Former Black Panther running for Green presidential nomination

Elaine BrownEarlier this week, Ga. Green Elaine Brown announced that she is running for president in the Green Party primary. From the national Green Party's newsletter:
Former Black Panther Party leader, noted author, community and prison justice activist Elaine Brown announced this week that she intends to seek the Green Party¹s nomination for a presidential bid in 2008. "The 2006 elections signified a mass rejection of Bush's policies--not a shift to the Democrats. We have arrived at a powerful moment when the majority of the country is seeking a political alternative, toward embracing progressive values and realizing a progressive agenda. I haven't seen this potential since the 1960s."

Brown, who ran as a Green in the 2005 Brunswick, Georgia, mayoral election where Republicans succeeded in illegally removing her name from both the ballot and the voter roll, intends to run on a platform that addresses the interests of poor and working families, in terms of living wages, free healthcare, decent housing and increased funding for public education and higher education; ending the war in Iraq; restoring the environment and bringing about economic parity. Strategically, she intends to target non-voters, specifically women under 30 and African Americans, constituencies she believes are not represented by the nearly identical agendas of the Democrat and Republican parties, stating these crucial constituencies "have the power to build up an alternative party to truly challenge the status quo."
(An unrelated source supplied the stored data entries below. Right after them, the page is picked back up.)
PR #10253, opened 2026-05-19
feat: support running system-tests locally instead of via Farm

basvandijk:
# What?

Provide a "local" variant for each system-test which deploys testnets inside the local bazel sandbox (without `sudo` and without `requires-network`) instead of using the external, proprietary and VPN-only Farm web-service which deploys testnets to DFINITY's DCs.

To run a system-test locally suffix its name with `_local` for example:

```
bazel test //rs/tests/execution:general_execution_test_local --test_output=streamed --cache_test_results=no
```

The `_local` system-tests currently don't run as part of the `bazel-test-all` job since they reserve a high number of CPUs from bazel causing them to spend most of their time acquiring resources from the single 64-CPU GitHub runner. In total it takes over 3 hours to run them which is obviously too long for PRs. The plan is to run all tests on a Bazel Remote Execution cluster such that they parallelise over many 64-CPU machines. This is WIP. For the moment we just run the single `//rs/tests/idx:basic_health_test_local` in `bazel-test-all` as a smoke-test such that the `local_backend` code gets exercised. (See [BuildBuddy](https://dash.dm1-idx1.dfinity.network/invocation/64faba9b-6a51-4996-88b8-d4860cadeea0?target=%2F%2Frs%2Ftests%2Fidx%3Abasic_health_test_local&targetStatus=5)). The remaining jobs will temporarily run in the `local-system-tests` job of the nightly `schedule-daily` workflow.

# Why?

* More hermetic and isolated tests which don't suffer from networking issues. No more image downloads that time out, IPv4 address exhaustion, packet drops between our DCs, etc..
* More efficient server usage since we don't need as many dedicated Farm hosts. We could run all tests on a Bazel Remote Execution cluster meaning that a builder will not only be used for hosting VMs but also for running other builds / tests.
* Support running most of CI on 3rd party services like [Namespace.so](https://namespace.so/) which means less self-hosted hardware to support.
* Allow external (non-DFINITY) devs to run system-tests since no proprietary infrastructure like Farm is needed anymore.
* Easier debugging of tests since all logs (journal and console) are streamed to the test log. So the DFINITY-VPN-only ElasticSearch, Kibana and Farm-console feature are no longer required.

# Status?

166 non farm-only tests are [passing with the local backed](https://dash.dm1-idx1.dfinity.network/invocation/86a57328-6224-4758-b4e6-855e77e3c8fc#targets)!

[...]

PR #10459, opened 2026-06-14
fix: deflake //rs/tests/cross_chain:ic_xc_cketh_test by compiling contracts offline

basvandijk:
## Problem

`//rs/tests/cross_chain:ic_xc_cketh_test` and `…:ic_xc_cketh_test_head_nns` are
flaky in data centers with unreliable IPv4 connectivity (e.g. `dm1`), panicking
in `deploy_smart_contract`:

```
thread 'main' panicked at rs/tests/cross_chain/ic_xc_cketh_test.rs:
called `Result::unwrap()` on an `Err` value: block_on_bash_script: exit_status = 1. Output:
  Err: Error: error sending request for url (https://binaries.soliditylang.org/linux-amd64/list.json)
  - Error #1: tcp connect error: Network unreachable (os error 101)
```

## Root cause

The `foundry` container ships `forge`/`cast`/`anvil` but **no `solc`**. When `forge create` compiles a helper contract, it downloads the Solidity compiler from `binaries.soliditylang.org` at test runtime (first the release index `list.json`, then the `solc` binary). That is why the foundry UVM was created with `.enable_ipv4()`. Whenever the UVM's IPv4 connectivity is unavailable, the download fails and the test flakes.

This is a third, distinct source of flakiness from the two fixed in #9209.

This is also [preventing](https://github.com/dfinity/ic/pull/10253/changes#r3387217110.) these tests to run on the local system-test backend which doesn't have external network access.

## Fix

Vendor the required `solc` compilers as pinned, hash-verified Bazel `http_file` dependencies, ship them in the ckETH UVM config image, bind-mount them into the foundry container, and pass them to `forge create --use <path>`. Compilation now happens fully offline and the `.enable_ipv4()` dependency is removed.

- **MODULE.bazel**: add the `solc` and `solc_eth_deposit_helper` `http_file` deps (sha256 taken from `list.json`). The compilers are named by role rather than version, so a future compiler bump only touches the `http_file` URL and sha256.
- **rs/tests/cross_chain/BUILD.bazel**: add both binaries to the `cketh_uvm_config_image` srcmap (→ `/config/solc` and `/config/solc_eth_deposit_helper`).
- **rs/tests/cross_chain/ic_xc_cketh_test.rs**: drop `.enable_ipv4()`; copy the compilers to a writable path + `chmod +x` (vfat drops the exec bit); pass the compiler matching each contract's `pragma` to `forge create --use`.

This also removes a source of non-determinism: contracts declaring `pragma solidity ^0.8.20` previously let `svm` pick the latest 0.8.x available at runtime; they are now pinned to exactly 0.8.20. `EthDepositHelper.sol` stays on 0.8.18 to remain faithful to the [deployed mainnet helper contract](https://etherscan.io/address/0x7574eB42cA208A4f6960ECCAfDF186D627dCC175), so it gets its own `solc_eth_deposit_helper` compiler.

## Verification

Ran on `dm1` (the flaky environment) with caching disabled:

"I believe I have the ability to raise consciousness among disaffected and disenfranchised poor and working people, women and blacks, to galvanize them to vote for a real second party. Such a broadening of the Green Party base will allow us to start winning big time, at the state level and nationally, so that we can overturn some of the most egregious policies and laws (like the three strikes crime bill which has so devastated black communities) and introduce progressive legislation. There are a lot of great community organizations working for change, performing Sisyphean tasks that cannot address the fundamental problems. I believe the time is right to use the ballot to make the kinds of changes we know must be made to serve the people we represent."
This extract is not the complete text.